- _YOUR OBJECTIVE_
The records below are to be written out again, exactly as they appear.

▬▬▬

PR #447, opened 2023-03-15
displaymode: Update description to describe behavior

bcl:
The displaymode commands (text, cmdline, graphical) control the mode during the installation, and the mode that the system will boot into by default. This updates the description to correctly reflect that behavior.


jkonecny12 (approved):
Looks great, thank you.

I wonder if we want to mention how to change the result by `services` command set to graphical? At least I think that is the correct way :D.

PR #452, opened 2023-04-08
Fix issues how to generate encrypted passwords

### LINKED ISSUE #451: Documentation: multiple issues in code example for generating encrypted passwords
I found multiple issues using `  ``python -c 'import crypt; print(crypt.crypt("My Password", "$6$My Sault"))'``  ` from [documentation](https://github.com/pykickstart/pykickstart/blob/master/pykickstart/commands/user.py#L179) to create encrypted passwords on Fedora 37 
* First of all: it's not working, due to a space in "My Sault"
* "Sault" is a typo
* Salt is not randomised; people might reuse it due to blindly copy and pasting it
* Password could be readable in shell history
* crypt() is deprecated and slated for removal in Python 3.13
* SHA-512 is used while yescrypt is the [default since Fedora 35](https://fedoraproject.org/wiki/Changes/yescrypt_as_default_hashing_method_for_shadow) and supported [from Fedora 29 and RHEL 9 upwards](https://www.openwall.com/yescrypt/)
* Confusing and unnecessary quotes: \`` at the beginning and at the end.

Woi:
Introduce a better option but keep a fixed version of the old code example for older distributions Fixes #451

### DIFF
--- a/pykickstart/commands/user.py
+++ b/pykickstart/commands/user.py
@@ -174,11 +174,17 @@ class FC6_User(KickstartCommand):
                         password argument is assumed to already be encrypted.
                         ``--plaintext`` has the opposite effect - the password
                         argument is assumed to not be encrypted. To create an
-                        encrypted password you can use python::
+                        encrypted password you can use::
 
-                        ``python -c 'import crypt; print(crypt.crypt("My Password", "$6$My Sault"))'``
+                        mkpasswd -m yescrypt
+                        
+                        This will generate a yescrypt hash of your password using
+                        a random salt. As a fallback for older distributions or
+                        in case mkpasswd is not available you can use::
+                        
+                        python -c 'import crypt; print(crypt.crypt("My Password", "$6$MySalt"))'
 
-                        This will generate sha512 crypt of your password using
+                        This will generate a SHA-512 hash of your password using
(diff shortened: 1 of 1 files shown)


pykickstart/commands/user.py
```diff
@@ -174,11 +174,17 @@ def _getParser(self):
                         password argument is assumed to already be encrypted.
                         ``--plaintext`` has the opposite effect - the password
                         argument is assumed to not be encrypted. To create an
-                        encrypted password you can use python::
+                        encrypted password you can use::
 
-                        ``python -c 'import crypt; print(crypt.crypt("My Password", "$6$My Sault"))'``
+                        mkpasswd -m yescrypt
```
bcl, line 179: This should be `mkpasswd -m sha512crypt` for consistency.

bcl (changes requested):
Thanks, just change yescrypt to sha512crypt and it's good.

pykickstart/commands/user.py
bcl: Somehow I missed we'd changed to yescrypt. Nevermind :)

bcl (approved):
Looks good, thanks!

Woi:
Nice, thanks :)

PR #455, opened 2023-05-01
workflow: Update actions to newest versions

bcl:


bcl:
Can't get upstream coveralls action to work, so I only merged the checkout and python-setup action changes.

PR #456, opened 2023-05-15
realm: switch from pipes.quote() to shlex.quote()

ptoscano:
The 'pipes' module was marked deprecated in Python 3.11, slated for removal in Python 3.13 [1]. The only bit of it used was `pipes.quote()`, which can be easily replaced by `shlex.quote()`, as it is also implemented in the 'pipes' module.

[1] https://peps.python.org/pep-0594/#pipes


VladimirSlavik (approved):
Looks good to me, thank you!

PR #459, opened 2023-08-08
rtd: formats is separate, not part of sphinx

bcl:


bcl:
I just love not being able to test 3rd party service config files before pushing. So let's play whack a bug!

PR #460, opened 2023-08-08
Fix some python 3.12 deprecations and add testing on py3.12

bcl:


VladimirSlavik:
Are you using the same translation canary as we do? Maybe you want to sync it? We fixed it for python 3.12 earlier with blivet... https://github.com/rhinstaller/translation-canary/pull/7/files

▬▬▬

- _OUTPUT FOR THIS TASK_
PR #447, opened 2023-03-15
displaymode: Update description to describe behavior

bcl:
The displaymode commands (text, cmdline, graphical) control the mode during the installation, and the mode that the system will boot into by default. This updates the description to correctly reflect that behavior.


jkonecny12 (approved):
Looks great, thank you.

I wonder if we want to mention how to change the result by `services` command set to graphical? At least I think that is the correct way :D.

PR #452, opened 2023-04-08
Fix issues how to generate encrypted passwords

### LINKED ISSUE #451: Documentation: multiple issues in code example for generating encrypted passwords
I found multiple issues using `  ``python -c 'import crypt; print(crypt.crypt("My Password", "$6$My Sault"))'``  ` from [documentation](https://github.com/pykickstart/pykickstart/blob/master/pykickstart/commands/user.py#L179) to create encrypted passwords on Fedora 37 
* First of all: it's not working, due to a space in "My Sault"
* "Sault" is a typo
* Salt is not randomised; people might reuse it due to blindly copy and pasting it
* Password could be readable in shell history
* crypt() is deprecated and slated for removal in Python 3.13
* SHA-512 is used while yescrypt is the [default since Fedora 35](https://fedoraproject.org/wiki/Changes/yescrypt_as_default_hashing_method_for_shadow) and supported [from Fedora 29 and RHEL 9 upwards](https://www.openwall.com/yescrypt/)
* Confusing and unnecessary quotes: \`` at the beginning and at the end.

Woi:
Introduce a better option but keep a fixed version of the old code example for older distributions Fixes #451

### DIFF
--- a/pykickstart/commands/user.py
+++ b/pykickstart/commands/user.py
@@ -174,11 +174,17 @@ class FC6_User(KickstartCommand):
                         password argument is assumed to already be encrypted.
                         ``--plaintext`` has the opposite effect - the password
                         argument is assumed to not be encrypted. To create an
-                        encrypted password you can use python::
+                        encrypted password you can use::
 
-                        ``python -c 'import crypt; print(crypt.crypt("My Password", "$6$My Sault"))'``
+                        mkpasswd -m yescrypt
+                        
+                        This will generate a yescrypt hash of your password using
+                        a random salt. As a fallback for older distributions or
+                        in case mkpasswd is not available you can use::
+                        
+                        python -c 'import crypt; print(crypt.crypt("My Password", "$6$MySalt"))'
 
-                        This will generate sha512 crypt of your password using
+                        This will generate a SHA-512 hash of your password using
(diff shortened: 1 of 1 files shown)


pykickstart/commands/user.py
```diff
@@ -174,11 +174,17 @@ def _getParser(self):
                         password argument is assumed to already be encrypted.
                         ``--plaintext`` has the opposite effect - the password
                         argument is assumed to not be encrypted. To create an
-                        encrypted password you can use python::
+                        encrypted password you can use::
 
-                        ``python -c 'import crypt; print(crypt.crypt("My Password", "$6$My Sault"))'``
+                        mkpasswd -m yescrypt
```
bcl, line 179: This should be `mkpasswd -m sha512crypt` for consistency.

bcl (changes requested):
Thanks, just change yescrypt to sha512crypt and it's good.

pykickstart/commands/user.py
bcl: Somehow I missed we'd changed to yescrypt. Nevermind :)

bcl (approved):
Looks good, thanks!

Woi:
Nice, thanks :)

PR #455, opened 2023-05-01
workflow: Update actions to newest versions

bcl:


bcl:
Can't get upstream coveralls action to work, so I only merged the checkout and python-setup action changes.

PR #456, opened 2023-05-15
realm: switch from pipes.quote() to shlex.quote()

ptoscano:
The 'pipes' module was marked deprecated in Python 3.11, slated for removal in Python 3.13 [1]. The only bit of it used was `pipes.quote()`, which can be easily replaced by `shlex.quote()`, as it is also implemented in the 'pipes' module.

[1] https://peps.python.org/pep-0594/#pipes


VladimirSlavik (approved):
Looks good to me, thank you!

PR #459, opened 2023-08-08
rtd: formats is separate, not part of sphinx

bcl:


bcl:
I just love not being able to test 3rd party service config files before pushing. So let's play whack a bug!

PR #460, opened 2023-08-08
Fix some python 3.12 deprecations and add testing on py3.12

bcl:


VladimirSlavik:
Are you using the same translation canary as we do? Maybe you want to sync it? We fixed it for python 3.12 earlier with blivet... https://github.com/rhinstaller/translation-canary/pull/7/files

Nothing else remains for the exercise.